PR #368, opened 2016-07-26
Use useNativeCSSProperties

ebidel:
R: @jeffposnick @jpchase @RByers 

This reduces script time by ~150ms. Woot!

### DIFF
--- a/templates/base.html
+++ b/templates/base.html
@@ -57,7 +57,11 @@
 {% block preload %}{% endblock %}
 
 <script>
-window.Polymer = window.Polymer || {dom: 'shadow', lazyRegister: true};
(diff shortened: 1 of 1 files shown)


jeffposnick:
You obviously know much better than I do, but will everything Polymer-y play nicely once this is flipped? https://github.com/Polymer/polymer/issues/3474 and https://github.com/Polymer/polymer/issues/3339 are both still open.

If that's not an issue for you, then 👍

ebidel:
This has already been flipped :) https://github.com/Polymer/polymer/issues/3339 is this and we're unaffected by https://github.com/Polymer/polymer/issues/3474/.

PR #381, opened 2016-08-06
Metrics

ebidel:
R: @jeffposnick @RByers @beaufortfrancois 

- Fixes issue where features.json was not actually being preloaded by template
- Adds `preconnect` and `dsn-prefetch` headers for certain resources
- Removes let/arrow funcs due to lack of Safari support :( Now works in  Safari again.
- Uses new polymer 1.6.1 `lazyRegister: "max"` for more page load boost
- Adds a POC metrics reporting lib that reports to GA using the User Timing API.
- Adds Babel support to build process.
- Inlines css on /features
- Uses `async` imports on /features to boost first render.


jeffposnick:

******

(Work request): Work through the entries above line by line, counting each one that includes the word "script", and give the final number only.

(Output of the exercise): 2